Evelyn SEIDERS, Respondent,
v.
Michael D. HEFNER, Dba the Michael Hefner Group, Defendant, and
Uslife Life Insurance Company of California, Appellant.
83-08-19,026-L; CA A38385.
Court of Appeals of Oregon.
Argued and Submitted December 11, 1986. Decided December 23, 1987.*1004 H. Clifford Looney, Vale, argued the cause for appellant. With him on the briefs was Butler & Looney, P.C., Vale.
Tim J. Helfrich, Ontario, argued the cause for respondent. With him on the brief was Yturri, Rose, Burnham, Ebert & Bentz, Ontario.
Before BUTTLER, P.J., and WARREN and ROSSMAN, JJ.
BUTTLER, Presiding Judge.
Plaintiff brought this action to recover damages allegedly arising out of defendants' breach of fiduciary duty and negligent entrustment of life insurance proceeds. Because defendant Hefner filed for bankruptcy, the action against him was stayed pending the outcome of the bankruptcy court proceeding, and the action proceeded against defendant USLIFE alone. The jury returned a verdict for general and punitive damages[1] on both counts against USLIFE, which appeals from the resulting judgment. We affirm in part and reverse in part.
Plaintiff and her husband, Joe, operated a family farm in Harper. They were approached by Hefner, an independent insurance agent, in 1976 or 1977, about the purchase of life insurance policies, and each of them purchased a policy from USLIFE through Hefner. Hefner also counseled them on estate planning and referred them to an attorney, who prepared wills for them. Hefner maintained a friendly relationship with them, visiting them once or twice each year. In 1980, he ended his relationship with USLIFE. Plaintiff received no notice, and did not know, that that relationship had been terminated.

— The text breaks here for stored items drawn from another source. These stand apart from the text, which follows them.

PR #317, opened 2025-07-03
ROX-29371: change error budget alerting for less noise

johannes94:
The error budget alerting is producing a lot of noise in case of incidents, because it fires for 28 days after the incident though no tenants are down anymore.

This PR changes the budget alert to only fire if central availability was 0 in the last hour.

### DIFF
--- a/resources/prometheus/prometheus-rules.yaml
+++ b/resources/prometheus/prometheus-rules.yaml
@@ -684,7 +684,7 @@ spec:
             message: "High availability error budget exhaustion for central. Current exhaustion: {{ $value | humanizePercentage }}."
             sop_url: "https://gitlab.cee.redhat.com/stackrox/acs-managed-service-runbooks/blob/master/sops/dp-018-rhacs-central-slo-alerts.md"
           expr: |
-            central:slo:availability:error_budget_exhaustion >= 0.9 and central:sli:availability >= 0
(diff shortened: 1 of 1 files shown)


ludydoo (commented):
I'm not sure about this change. `central:sli:availability` is defined as 

```
central:sli:pod_ready
            * on (namespace, rhacs_instance_id) central:health
            * on (namespace, rhacs_instance_id) central:sli:error_rate
```

By alerting only when `min_over_time(central:sli:availability[1h]) == 0`, the condition becomes very strict. For example, even with an `central:sli:error_rate` of 99%, it seems it would prevent the alert from firing. Unless I'm interpreting this wrong?

johannes94:
`central:sli:error_rate` `central:sli:pod_ready` `central:sli:health` are all boolean metrics either 1 or 0.
See definition of the `central:sli:error_rate`:
```
        - expr: |
            max by (namespace, rhacs_instance_id) (
                central:success_rate10m > bool 0.65
            )
            or on (namespace, rhacs_instance_id) central:health
            or on (namespace, rhacs_instance_id) central:sli:pod_ready
          record: central:sli:error_rate
```

In my understanding with my change those allerts would fire:
- If the error budget was > percentage 
- And one of those booleans was 0 within the last hour

ludydoo (approved):
Ok, this makes sense!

On August 18, 1981, Joe died. Plaintiff took Joe's USLIFE policy to a funeral home, and an employe of the home sent it to USLIFE on her behalf with a request for claim forms. She also called Hefner and told him that her husband had died; however, she did not ask him to help her obtain the proceeds of the policy. Even though he was no longer selling insurance for USLIFE, the company sent plaintiff's benefit check to Hefner, who called plaintiff and told her that he would deliver the check to her. When he did so, plaintiff believed that he was an agent of USLIFE.
The USLIFE employe who handled plaintiff's claim testified that the initial notification of Joe's death came from an employe of Hefner and that she had noted that Hefner was no longer selling USLIFE policies. She testified that USLIFE normally sends the checks representing the policy proceeds directly to the beneficiary when the agent who wrote the policy no longer represents the company and when the beneficiary had not authorized the company to send the proceeds to another person. Notwithstanding that general practice, USLIFE sent plaintiff's check to Hefner for delivery to her.

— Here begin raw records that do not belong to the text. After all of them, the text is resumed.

PR #755, opened 2022-11-17
Drop fd

aviramha:
To whom it might concern, when reviewing this we need to make sure that I didn't make fds that aren't really owned into ownedfds, and didn't take ownership of fds that I shouldn't ;)


meowjesty (approved):
👍 

Hopefully I'm not missing a borrow turn owned (or vice-versa).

On September 24, 1981, Hefner drove from his office in Beaverton to Harper to deliver the check. At that time, plaintiff still considered him to be an agent of USLIFE. She confided to Hefner that her attorney had advised her to avoid putting all of the $100,000 proceeds in one investment. Hefner, after calling a bank in Vale, told plaintiff that the bank would pay 16.5 percent interest on her deposit. He then said that he would pay her 18 percent interest if she would loan him part of the money. He prepared and signed a promissory note for $40,000, with interest at the rate of 18 percent, and delivered it to plaintiff in return for a check for that amount.
Plaintiff knew that the loan was Hefner's personal obligation and that it was not guaranteed by USLIFE. Hefner did not suggest that the loan be secured, nor did he suggest that plaintiff seek independent *1005 financial advice. Plaintiff trusted Hefner because of their prior contacts and because USLIFE had trusted Hefner to deliver the benefit check. Hefner did not repay any of the borrowed money.
On appeal, defendant assigns error to the trial court's denial of its motion to dismiss both Counts I and II of the complaint, which was made before trial, again at the close of plaintiff's case and, finally, after all of the evidence was in. Count I alleges that both defendants were negligent and violated their fiduciary duty to plaintiff in certain particulars relating to the investment advice that Hefner gave her.[2] We are satisfied that the allegations state a claim for relief against USLIFE, assuming that Hefner was its agent in this matter, and that, as discussed below, the evidence was sufficient to submit Count I to the jury.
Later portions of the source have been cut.